PR #670, opened 2022-04-19
add listen.send_recv_error config option

wadey:
By default, Nebula replies to packets it has no tunnel for with a `recv_error` packet. This packet helps speed up reconnection
in the case that Nebula on either side did not shut down cleanly. This response can be abused as a way to discover if Nebula is running
on a host though. This option lets you configure if you want to send "recv_error" packets always, never, or only to private network remotes.
valid values: always, never, private

This setting is reloadable with SIGHUP.


interface.go
```diff
@@ -309,6 +348,29 @@ func (f *Interface) reloadFirewall(c *config.C) {
 		Info("New firewall has been installed")
 }
 
+func (f *Interface) reloadSendRecvError(c *config.C) {
+	stringValue := c.GetString("listen.send_recv_error", "")
+	if (c.InitialLoad() && stringValue != "") || c.HasChanged("listen.send_recv_error") {
+		switch stringValue {
+		case "always":
+			f.sendRecvErrorConfig = sendRecvErrorAlways
```
brad-defined, line 356: If I'm reading this correctly, the switch statement will only execute in the case of InitialLoad if the value is set to something. If the value is not set...go will implicitly set f.sendRecvErrorConfig to an initial value of 0, which happens to match sendRecvErrorAlways.

I think it'd be nice to explicitly set the default value, though. Maybe edit line 352 to say `stringValue := c.GetString("listen.send_recv_error", "always")` ?

interface.go
```diff
@@ -309,6 +348,29 @@ func (f *Interface) reloadFirewall(c *config.C) {
...
+		case "never":
+			f.sendRecvErrorConfig = sendRecvErrorNever
+		case "private":
+			f.sendRecvErrorConfig = sendRecvErrorPrivate
+		default:
+			if c.GetBool("listen.send_recv_error", true) {
+				f.sendRecvErrorConfig = sendRecvErrorAlways
+			} else {
```
brad-defined, line 364: The default, if unset, is sendRecvErrorAlways. But if the user set a value that doesn't match, it's sendRecvErrorNever. Is this intended?

I was thinking if an unknown value is set, it should be logged and the default value be applied.

interface.go
wadey: good point, I think I have cleaned this up with the latest commit if you can review again.

nbrownus (approved):

PR #159, opened 2025-08-22
Update DeviceGetconfComputeGpuAttestationReport to take struct as input

klueska:
This is a BREAKING CHANGE, but one that is necessary, because the API is unusable in its current form. In the C API, the input struct us used to pass _both_ input _and_ output. In our original implementation we didn't take this struct as input, so there was no way to get this input passed into the function. The API has now been updated to correct this.

One option could have been to just add the single input field as an input to the API call on its own, but this is not scalable in cases where one my add more input fields to the struct in the future.

In the end, (even though this goes against our other wrapper API calls), we decided it was best to just pass the whole struct and assume its usage as both input and output just like the C API.

We plan to revisit how to more comprehensively accommodate APIS such as this in the future.


elezar (approved):
LGTM.

PR #165, opened 2025-10-17
Fix DeviceGetRunningProcessDetailList API

chenhengqi:
The DeviceGetRunningProcessDetailList API constantly returns ERROR_INSUFFICIENT_SIZE since we did not setup ProcessDetailList properly. Let's allocate memory for ProcessDetailList::ProcArray before invoking nvmlDeviceGetRunningProcessDetailList() so that we can retrieve the process list. Note that the memory allocation has to be done in cgo otherwise we will hit a Golang runtime error.

### DIFF
--- a/pkg/nvml/device.go
+++ b/pkg/nvml/device.go
@@ -2931,10 +2931,56 @@ func (l *library) DeviceGetRunningProcessDetailList(device Device) (ProcessDetai
 }
 
 func (device nvmlDevice) GetRunningProcessDetailList() (ProcessDetailList, Return) {
+	return deviceGetRunningProcessDetailList(device)
+}
+
+func deviceGetRunningProcessDetailList(device nvmlDevice) (ProcessDetailList, Return) {
 	var plist ProcessDetailList
 	plist.Version = STRUCT_VERSION(plist, 1)
-	ret := nvmlDeviceGetRunningProcessDetailList(device, &plist)
-	return plist, ret
+	plist.NumProcArrayEntries = 1
+
+	for {
+		// Allocate memory in cgo for ProcessDetailList::ProcArray
+		// We can't simply use a unsafe.Pointer of Go slice here
+		// otherwise it will trigger the following error:
+		//   runtime error: cgo argument has Go pointer to unpinned Go pointer
+		count := plist.NumProcArrayEntries
+		cptr := malloc(uintptr(count) * unsafe.Sizeof(ProcessDetail_v1{}))
+		if cptr == nil {
+			return plist, ERROR_MEMORY
+		}
+
+		plist.ProcArray = (*ProcessDetail_v1)(cptr)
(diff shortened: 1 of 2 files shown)


pkg/nvml/device.go
```diff
@@ -2931,10 +2931,56 @@ func (l *library) DeviceGetRunningProcessDetailList(device Device) (ProcessDetai
...
+	return deviceGetRunningProcessDetailList(device)
+}
+
+func deviceGetRunningProcessDetailList(device nvmlDevice) (ProcessDetailList, Return) {
 	var plist ProcessDetailList
 	plist.Version = STRUCT_VERSION(plist, 1)
-	ret := nvmlDeviceGetRunningProcessDetailList(device, &plist)
-	return plist, ret
+	plist.NumProcArrayEntries = 1
+
```
klueska: Why is it not sufficient to just do this:
```
var plist ProcessDetailList
	plist.Version = STRUCT_VERSION(plist, 1)
	plist.NumProcArrayEntries = 1
	plist.ProcArray = &(make([]ProcessDetail_v1, plist.NumProcArrayEntries)[0])
	...
```

Does NVML realloc the space that `plist.ProcArray` points to inside the call?

klueska: Actually, I just looked it up -- it says this:
> To determine the size of the plist->procArray array to allocate, call the function with plist->numProcArrayEntries set to zero and plist->procArray set to NULL. The return code will be either NVML_ERROR_INSUFFICIENT_SIZE (if there are valid processes of type plist->mode to report on, in which case the plist->numProcArrayEntries field will indicate the required number of entries in the array) or NVML_SUCCESS (if no processes of type plist->mode exist).

Which means we should be following the same pattern as e.g.:
https://github.com/NVIDIA/go-nvml/blob/main/pkg/nvml/device.go#L993

klueska: With no need to introduce all of this c-level malloc wrapper, etc.

chenhengqi: Have you run it locally? I did encounter a runtime error.

chenhengqi:
A gentle ping...

@klueska @elezar

rajathagasthya:
@chenhengqi @klueska Is this still relevant? I don't have sufficient context on this, so appreciate any help here.

pkg/nvml/device.go
rajatchopra: Agree. Here. Tried to reproduce this and I get a runtime error:
```
panic: runtime error: cgo argument has Go pointer to unpinned Go pointer
```

rajatchopra (approved):
Checked the branch and tested it manually. It works.
```
return code for device process list GPU-16a42815-e60a-0bb9-0614-566150ee6848: Success
	process list: {16777240 0 1 0xc00001e3e0}
```

Thanks @chenhengqi 

/lgtm

PR #176, opened 2026-04-10
Fix GPM query device support version

gjulianm:
Use the raw GPM support version expected by NVML so the example no longer fails with argument version mismatch, and add regression coverage for both helper paths. 

Should fix https://github.com/NVIDIA/go-nvml/issues/168


cdesiniotis (approved):
LGTM. Thanks @gjulianm for the contribution.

────────────────────

**ASSIGNMENT:**
Note each line of the material holding "future" and copy it out.

**RESPONSE:**
One option could have been to just add the single input field as an input to the API call on its own, but this is not scalable in cases where one my add more input fields to the struct in the future.
We plan to revisit how to more comprehensively accommodate APIS such as this in the future.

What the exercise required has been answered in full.